Oct 6, 2021 - Technology

4 takeaways from the Facebook whistleblower hearing

Facebook whistleblower, Frances Haugen appears before the Senate Commerce, Science, and Transportation Subcommittee at the Russell Senate Office Building on October 05, 2021 in Washington, DC

Facebook whistleblower Frances Haugen appears before a Senate subcommittee on Oct. 5 in Washington, D.C. Photo: Matt McClain-Pool/Getty Images

Whistleblower Frances Haugen on Tuesday provided rare insight into Facebook's operations during her testimony before the Senate Commerce Subcommittee on Consumer Protection.

What you need to know: The former Facebook product manager sought to expose the social media giant's knowledge of harmful content circulating on its platform and underscored the company's lack of transparency — sparking outrage from both Democrats and Republicans on the committee.

1. Haugen says that Facebook knows that some of its platforms are harmful to certain populations, including teenagers — but targets them anyways, AP reports.

  • Haugen told the Senate committee that Facebook is aware of the potential for harm caused by Instagram, which is owned by Facebook, for teenagers who are susceptible to body image concerns.
  • "They know that algorithmic-based rankings, or engagement-based rankings, keeps you on their sites longer. You have longer sessions, you show up more often, and that makes them more money," Haugen said.
  • Haugen during the hearing proposed increasing the minimum age for anybody using social media from 13 years old to 17, the New York Times reports.

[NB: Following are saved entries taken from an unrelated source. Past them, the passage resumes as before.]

PR #98, opened 2020-09-28
fix HTTPRequestException when body is null

shokme:
sometimes the body response is `null` and even if `null` looks like authorized it will throw this error:

```bash
Error : Wrong parameters for MeiliSearch\Exceptions\HTTPRequestException([string $message [, long $code [, Throwable $previous = NULL]]])
 .../meilisearch-php/src/Exceptions/HTTPRequestException.php:21
```

by returning `$response->getReasonPhrase()` the error should not happen again

```php
....
* @return string Reason phrase; must return an empty string if none present.
*/
public function getReasonPhrase();
```
In my test case:
using a wrong url -> http://localhost instead of http://localhost:7700 will return

```bash
MeiliSearch\Exceptions\HTTPRequestException : Not Found
.../meilisearch/meilisearch-php/src/Http/Client.php:183
```

I guess this will also solve https://github.com/meilisearch/meilisearch-laravel-scout/issues/37

### DIFF
--- a/src/Http/Client.php
+++ b/src/Http/Client.php
@@ -178,7 +178,7 @@ class Client implements Http
     private function parseResponse(ResponseInterface $response)
     {
         if ($response->getStatusCode() >= 300) {
-            $body = json_decode($response->getBody()->getContents(), true);
+            $body = json_decode($response->getBody()->getContents(), true) ?? $response->getReasonPhrase();
             throw new HTTPRequestException($response->getStatusCode(), $body);
         }
 


curquiza:
Hello @shokme!
Thanks for this PR, it seems great 🙂

A question to be sure I understand your fix:

This example
```
<?php

require_once __DIR__ . '/vendor/autoload.php';
use MeiliSearch\Client;
$client = new MeiliSearch\Client('http://localhost:770/', 'masterKey');
$index = $client->version();
```
currently fails (`v0.14.1`) with this error:
```bash
$ php test.php
Fatal error: Uncaught Buzz\Exception\NetworkException: file_get_contents(http://localhost//version): failed to open stream: Connection refused in /Users/curquiza/Documents/tests/php2/vendor/kriswallsmith/buzz/lib/Client/FileGetContents.php:26
Stack trace:
#0 /Users/curquiza/Documents/tests/php2/vendor/meilisearch/meilisearch-php/src/Http/Client.php(165): Buzz\Client\FileGetContents->sendRequest(Object(Nyholm\Psr7\Request))
#1 /Users/curquiza/Documents/tests/php2/vendor/meilisearch/meilisearch-php/src/Http/Client.php(81): MeiliSearch\Http\Client->execute(Object(Nyholm\Psr7\Request))
#2 /Users/curquiza/Documents/tests/php2/vendor/meilisearch/meilisearch-php/src/Contracts/Endpoint.php(21): MeiliSearch\Http\Client->get('/version')
#3 /Users/curquiza/Documents/tests/php2/vendor/meilisearch/meilisearch-php/src/Delegates/HandlesSystem.php(29): MeiliSearch\Contracts\Endpoint->show()
#4 /Users/curquiza/Documents/tests/php2/test.php(11): MeiliSearch\Client->version()
#5 {main}
  thrown in /Users/curquiza/Documents/tests/php2/vendor/kriswallsmith/buzz/lib/Client/FileGetContents.php on line 26
```

With your fix, and the same example, it would return:

```bash
MeiliSearch\Exceptions\HTTPRequestException : Not Found
.../meilisearch/meilisearch-php/src/Http/Client.php:183
```

Do I understand well?
If I'm right, could you update this test to be more accurate? 🙂
https://github.com/meilisearch/meilisearch-php/blob/5c0562c4c35bc4364c4b14f48157e25da5fc5f3a/tests/Endpoints/ClientTest.php#L253-L264

shokme:
Hey !

No this is very different, here your exception came before getting the response. this is thrown by your HTTPClient (sendRequest() method) and the message said "uncaught" so this exception not handled.

if you want to handle it you can do something like this:

```php
// from the execute() method inside src/Http/Client.php
try {
    return $this->parseResponse($this->http->sendRequest($request));
} catch (NetworkExceptionInterface $e) {
    throw new HTTPRequestException($e->getCode(), $e->getMessage(), $e->getPrevious());
}
```
If you want to handle it, I can add it to this PR or another as you wish.

My PR fix the response exception, in my case http://localhost is a simple nginx. that's why I don't encounter the HTTPClient "Couldn't connect ..." and if I get localhost/version it will return a 404 response.

curquiza:
Ok! I didn't understand it was to handle nginx errors! Good 🙂

> If you want to handle it, I can add it to this PR or another as you wish.

No, it's ok, I just wanted to understand, this behavior is not an emergency to handle for the moment 😉

Great! Going to merge it!

curquiza (approved):
🚀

2. Democrats and Republicans both agree Facebook should be regulated — and Haugen called on lawmakers to make it happen.

  • In a rare showing of bipartisanship, senators on both sides of the aisle called for new regulations targeting how Facebook appeals to users and amplifies its content, per AP.
  • "If you closed your eyes, you wouldn't know if it was a Republican or a Democrat," Sen. Richard Blumenthal (D-Conn.) said, per NPR. "Every part of the country has the harms that are inflicted by Facebook and Instagram."
  • Haugen called on Congress to pass laws regulating the social media giant, saying that she does not believe the company will change on its own accord, Axios' Margaret Harding McGill reports.

3. Facebook devotes less time researching misinformation and hate speech on non-English content, Haugen says.

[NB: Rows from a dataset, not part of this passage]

PR #100, opened 2020-09-28
Remove the ability to replace Response and Request Factories

### LINKED ISSUE #89: Removing the ability to replace the HTTP Client
The replacing client part needs to be removed since our SDK should automatically discover the installed client.

Linked issue: #76

ppshobi:
closes #89

### DIFF
--- a/README.md
+++ b/README.md
@@ -35,6 +35,7 @@
   - [Update status](#update-status)
   - [Search](#search)
 - [🧰 HTTP Client Compatibilities](#-http-client-compatibilities)
+    - [Replacing Http Client](#-replacing-http-client)
 - [⚙️ Development Workflow and Contributing](#️-development-workflow-and-contributing)
 
 ## 🔧 Installation
@@ -326,7 +327,18 @@ $ composer require meilisearch/meilisearch-php php-http/curl-client nyholm/psr7:
 ```bash
 $ composer require meilisearch/meilisearch-php kriswallsmith/buzz nyholm/psr7:^1.0
 ```
+### Replacing http client
+For some reason you want to pass in your own http client with a custom configuration, you could make use of this feature. Make sure you have a psr 18 compatible client when you initialize the Meilisearch client. 
 
+A good use case can be found [here](https://github.com/meilisearch/meilisearch-php/pull/100#issuecomment-700577627)
+
+Pass in your client as the third argument to the `Meilisearch/Client` constructor 
+
+eg:
+
+```php
+new Client(MEILISEARCH_ENDPOINT, MEILISEARCH_API_KEY, new GuzzleHttpClient(['timeout' => 2]));
+```
 ## ⚙️ Development Workflow and Contributing
 
 Any new contribution is more than welcome in this project!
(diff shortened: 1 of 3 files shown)


bensherred (approved):

curquiza (dismissed):
LGTM 🙂
Thanks!!

(waiting for @shokme approval if he's available 😉)

fab120:
I do not think that removing this feature is a good choice.

Currently, replacing the http client is the only way to initialize it with a custom configuration.

For example in my use case:
```php
        $this->app->singleton(Client::class, function (Application $app) {
            return new Client(
                config('meilisearch.url'),
                config('meilisearch.apikey'),
                new GuzzleHttpClient(['timeout' => 2]),
            );
        });
```

Guzzle comes out with "wait indefinitely" behavior by default and if there is any connection problem, a request to Meilisearch tooks at least php `max_execution_time` before fail.

shokme:
AS @fab120 said, keeping the client configuration is better.

But **I think**, we can remove the Request and StreamFactory as they don't look like to have a constructor like an http client.

ppshobi:
This is something specific to guzzle I believe, so keeping that code for something specific to a library defeats the prospect of a client agnostic library like this. Later on, we will be forced to add additional functionalities to satisfy specific client library needs. 

But at the same time, I don't want to remove this flexibility as well :|

fab120:
@ppshobi Looking at the documentation of clients suggested [here](https://github.com/meilisearch/meilisearch-php#-http-client-compatibilities), I can see that everyone can be initialized with some configuration: [symfony/http-client](https://symfony.com/doc/current/http_client.html#configuration), [php-http/curl-client](http://docs.php-http.org/en/latest/clients/curl-client.html#configuring-client), [kriswallsmith/buzz](https://github.com/kriswallsmith/Buzz/blob/master/doc/client.md#configuration).

So I would not say this is "something specific to guzzle".
Any user can have any reason to initialize their chosen client with options suitable for their use case.

I gave an example specific to my chosen client (guzzle) and my use case where if a response takes more than 2s means there is something I have to look into.

curquiza:
Hello guys!
Indeed we might let this configuration: it does not bring a lot of code complexity (for the moment) and add a nice feature as @fab120 explains 🙂

And what do you think @ppshobi and @fab120 about the @shokme suggestion?

> But I think, we can remove the Request and StreamFactory as they don't look like to have a constructor like an http client.

ppshobi:
Yes, I have updated the PR. Also wrote a readme section regarding the same.

fab120:
> And what do you think @ppshobi and @fab120 about the @shokme suggestion?

I agree with @shokme 

@ppshobi The pr looks good to me.
If you want to keep the readme more agnostic, I think something like this could be better:
```php
 new Client(MEILISEARCH_ENDPOINT, MEILISEARCH_API_KEY, new HttpClient($config));
```

shokme (approved):

curquiza (approved):
LGTM!
@fab120 I will slightly update the README with the person in charge of the docs in Meili so that @ppshobi does not bother with this kind of details 😉

curquiza:
Thanks @ppshobi for this PR 🚀
So nice to you @fab120 to watch this repository, your remark was really helpful!

PR #104, opened 2020-09-30
Update delete index to always return an array

### LINKED ISSUE #79: Delete index method should return array
In the endpoint class `Indexes`, the method `delete()` seems to return `void`:
https://github.com/meilisearch/meilisearch-php/blob/dc506d60be544b996558f64d20d7c70ca8278810/src/Endpoints/Indexes.php#L80

However, the HTTP `Client` method `delete` seems to return the value of the executed query:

  • Haugen said repeatedly throughout her testimony that Facebook's algorithm stokes misinformation, hate speech and, in some cases, ethnic violence, the MIT Technology Review reports.
  • "Facebook … knows — they have admitted in public — that engagement-based ranking is dangerous without integrity and security systems but then not rolled out those integrity and security systems in most of the languages in the world," Haugen said.
  • "It is pulling families apart. And in places like Ethiopia, it is literally fanning ethnic violence."

4. Haugen says the social media giant lacks transparency.

  • Before leaving Facebook, Haugen said she copied thousands of pages of confidential documents and shared them with regulators, members of Congress and the Wall Street Journal, per NPR.
  • "During my time at Facebook, I came to realize a devastating truth: Almost no one outside of Facebook knows what happens inside Facebook," Haugen told Congress.
  • "The company intentionally hides vital information from the public, from the U.S. government and from governments around the world."

The other side: Minutes after Haugen's testimony, Facebook issued a statement seeking to discredit the former employee, saying that she worked for the company "for less than two years, had no direct reports, never attended a decision-point meeting with C-level executives — and testified more than six times to not working on the subject matter in question," ABC News reports.